After the end of the war, he studied at the School of the Museum of Fine Arts in Boston, Massachusetts. He was able to pay for his time at the school by using money from the G.I. Bill which paid for his tuition, school expenses, and gave him a monthly allowance of seventy five dollars. He lived and taught art at the Norfolk House Center in Roxbury which also helped him save money. In 1948, he had his first exhibition. It was at a group show at the Boris Mirski Art Gallery in Boston. Later that same year he graduated from the Museum of Fine Arts and decided to move to Paris and attend the Ecole des Beaux-Arts.
When he first arrived in Paris he stayed at the Hotel St-George. According to the Ellsworth Kelly: The Early Drawings he hardly ever attended class at Ecole des Beaux-Arts and instead spent most of his time at museums around the Paris area (Yve-Alain Bois 254). In 1949 Ellsworth moved into a room in the hotel vacated by his friend Jack Youngerman at the Hotel de Bourgogne. At this hotel is where he first started taking an interest in biomorphic forms and abstractions in his work (Yve-Alain Bois 254). Throughout that year and into 1950 he traveled all over France visiting museums with his friends. He met Jean Arp and visited his studio. It was at this time that Ellsworth began working with chance collages and wood reliefs. (Yve-Alain Bois 255). Also that year he took a job working at the American School in Paris teaching children because his G.I. Bill income was about to expire.
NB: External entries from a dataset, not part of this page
PR #559, opened 2019-06-28
SendProtobufParallel

ineiti:
Problem: different methods started using different ways of sending messages in parallel
to more than one websocket-client. Sometimes these methods were even done in
parallel.

Solution: add `SendProtobufParallel` method to onet.Client with a unified interface that allows
the caller to precisely describe how to call the nodes, and reasonable defaults to let
it 'do the right thing'.

### DIFF
--- a/websocket.go
+++ b/websocket.go
@@ -571,6 +571,8 @@ func (c *Client) SendProtobufParallel(nodes []*network.ServerIdentity, msg inter
 				select {
 				case node = <-nodesChan:
 				default:
+				}
+				if node == nil {
 					return
 				}
 				log.Lvlf2("Asking %T from: %v - %v", msg, node.Address, node.URL)
--- a/websocket.go
+++ b/websocket.go
@@ -271,9 +271,10 @@ type destination struct {
 // Client is a struct used to communicate with a remote Service running on a
 // onet.Server. Using Send it can connect to multiple remote Servers.
 type Client struct {
-	service     string
-	connections map[destination]*websocket.Conn
-	suite       network.Suite
+	service         string
+	connections     map[destination]*websocket.Conn
+	connectionsLock map[destination]*sync.Mutex
+	suite           network.Suite
 	// if not nil, use TLS
 	TLSClientConfig *tls.Config
 	// whether to keep the connection
@@ -287,21 +288,19 @@ type Client struct {
 // connection will be started, until Close is called.
 func NewClient(suite network.Suite, s string) *Client {
 	return &Client{
-		service:     s,
-		connections: make(map[destination]*websocket.Conn),
-		suite:       suite,
+		service:         s,
+		connections:     make(map[destination]*websocket.Conn),
+		connectionsLock: make(map[destination]*sync.Mutex),
+		suite:           suite,
 	}
 }
 
 // NewClientKeep returns a Client that doesn't close the connection between
 // two messages if it's the same server.
 func NewClientKeep(suite network.Suite, s string) *Client {
-	return &Client{
-		service:     s,
-		keep:        true,
-		connections: make(map[destination]*websocket.Conn),
-		suite:       suite,
-	}
+	cl := NewClient(suite, s)
+	cl.keep = true
+	return cl
 }
 
 // Suite returns the cryptographic suite in use on this connection.
@@ -324,7 +323,9 @@ func (c *Client) newConnIfNotExist(dst *network.ServerIdentity, path string) (*w
 	// TODO we are opening a new connection for every new path?
 	// not possible to use an existing connection for the same service?
 	dest := destination{dst, path}
+	c.Lock()
 	conn, ok := c.connections[dest]
+	c.Unlock()
 
 	if !ok {
 		d := &websocket.Dialer{}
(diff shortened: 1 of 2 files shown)


websocket.go
```diff
@@ -436,6 +423,154 @@ func (c *Client) SendProtobuf(dst *network.ServerIdentity, msg interface{}, ret
...
+	// but AskNodes is 0, then AskNodes will be set to len(Roster)-StartNode.
+	//   Default: 0
+	StartNode int
+	// QuitError - if true, the first error received will be returned.
+	//   Default: false
+	QuitError bool
+	// IgnoreNodes is a set of nodes that will not be contacted. They are counted towards
+	// AskNodes and StartNode, but not contacted.
+	//   Default: false
+	IgnoreNodes []*network.ServerIdentity
```
kc1212: hmm.. I wonder if it'll be easier to just use a list of server identities instead of a roster in `SendProtobufParallel`. we give the caller the responsibility of creating a list of nodes that it wants to use in any way he wants so that the caller is not forced to use the `IgnoreNodes` convention in `ParallelOptions`. but the other options (int and bool ones) in `ParallelOptions` are nice to keep.

go.mod
```diff
@@ -11,7 +11,7 @@ require (
 	github.com/kr/pretty v0.1.0 // indirect
 	github.com/montanaflynn/stats v0.5.0
 	github.com/stretchr/testify v1.3.0
-	go.dedis.ch/kyber/v3 v3.0.3
+	go.dedis.ch/kyber/v3 v3.0.2
```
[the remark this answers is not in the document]
ineiti: Don't know what happened.

websocket.go
ineiti: I like the `IgnoreNodes` because it's a simple fix for most of the `GetBlock` calls in byzcoin. I used it in the skipchain-api to exclude the calling node. Example how this looks for the client:
https://github.com/dedis/cothority/pull/1984/files#diff-dde946dfedf27eeee85bb4b483dc2687R998
and the api call:
https://github.com/dedis/cothority/pull/1984/files#diff-55e058d9e0138dcc35f85d083a985a9bR256

ineiti:
> I like the proposal but I'm not 100% convinced that it works because c.Send has a mutex inside.

Nice catch - changed the mutex in there to only protect the common structures.

websocket.go
```diff
@@ -387,29 +388,34 @@ func (c *Client) newConnIfNotExist(dst *network.ServerIdentity, path string) (*w
 // Send will marshal the message into a ClientRequest message and send it.
 func (c *Client) Send(dst *network.ServerIdentity, path string, buf []byte) ([]byte, error) {
 	c.Lock()
-	defer c.Unlock()
-
 	conn, err := c.newConnIfNotExist(dst, path)
 	if err != nil {
 		return nil, err
```
kc1212: missing unlock if connection fails

websocket_test.go
```diff
@@ -667,6 +667,70 @@ func TestWebSocket_Streaming_Parallel(t *testing.T) {
...
+	count, list = po.GetList(nodes)
+	require.Equal(t, 1, count)
+	require.Equal(t, 1, len(list))
+
+	po.StartNode = 1
+	count, list = po.GetList(nodes)
+	require.Equal(t, 1, count)
+	require.Equal(t, 1, len(list))
+}
+
```
kc1212: could you add a test that runs `SendProtobufParallel`? just to make sure it continues to work in the future

ineiti:
OK, made `Client.Send` somewhat parallel running, at least as far as it makes sense with websockets: different connections can run in parallel, but if you want to send a message through an existing connection (`Client.keep == true`, or message in transit), then it waits for the previous message to be done.

websocket.go
```diff
@@ -318,7 +319,9 @@ func (c *Client) newConnIfNotExist(dst *network.ServerIdentity, path string) (*w
 	// TODO we are opening a new connection for every new path?
```
Gilthoniel: Not related to the PR but this TODO can go away imho. Connections are tight to their end points and it's not designed to be reused.

websocket.go
```diff
@@ -436,6 +456,155 @@ func (c *Client) SendProtobuf(dst *network.ServerIdentity, msg interface{}, ret
...
+				if node == nil {
+					return
+				}
+				log.Lvlf2("Asking %T from: %v - %v", msg, node.Address, node.URL)
+				reply, err := c.Send(node, path, buf)
+				if err != nil {
+					log.Lvl2("Error while sending to node:", node, err)
+					errChan <- err
+				} else {
+					finish.Do(func() { close(nodesChan) })
```
Gilthoniel: If all the requests fail, the go routines will be stuck trying to read the next node (as there is no node left)

ineiti: Are you referring to the lines
```
case node = <-nodesChan:
default:
```
?
Then it's OK, because the `default` is the fall-through option. I can put the `return` in the default. But it seemed to me that a `nil` node can appear in the channel... Perhaps not.

ineiti: Now I know why the `if node == nil` came after the select:
- if there is a value, `node` is populated
- if the channel is empty, it goes in `default`, and `node == nil`
- if the channel is closed, `node` is populated with `nil` !?!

In April of 1951 he put on his first solo show. He exhibited thirty pieces of work from 1949-51. None of his pieces were purchased but he did get some favorable mentions in the press (Yve-Alain Bois 255). After the director of the American School saw his work with the laws of chance and probability at the Arnaud Gallerie exhibition he fired him from teaching at the American School. Ellsworth had tried to explore the ideas involved in the laws of chance using ink spatters in his classes and was not following the traditional curriculum with the students. During his time teaching at the school he wrote to his friend Coburn saying that he was "interested in the accidental working--the subconscious working of just anyone-anyone" which included his students and ended up getting him fired (Yve-Alain Bois 24).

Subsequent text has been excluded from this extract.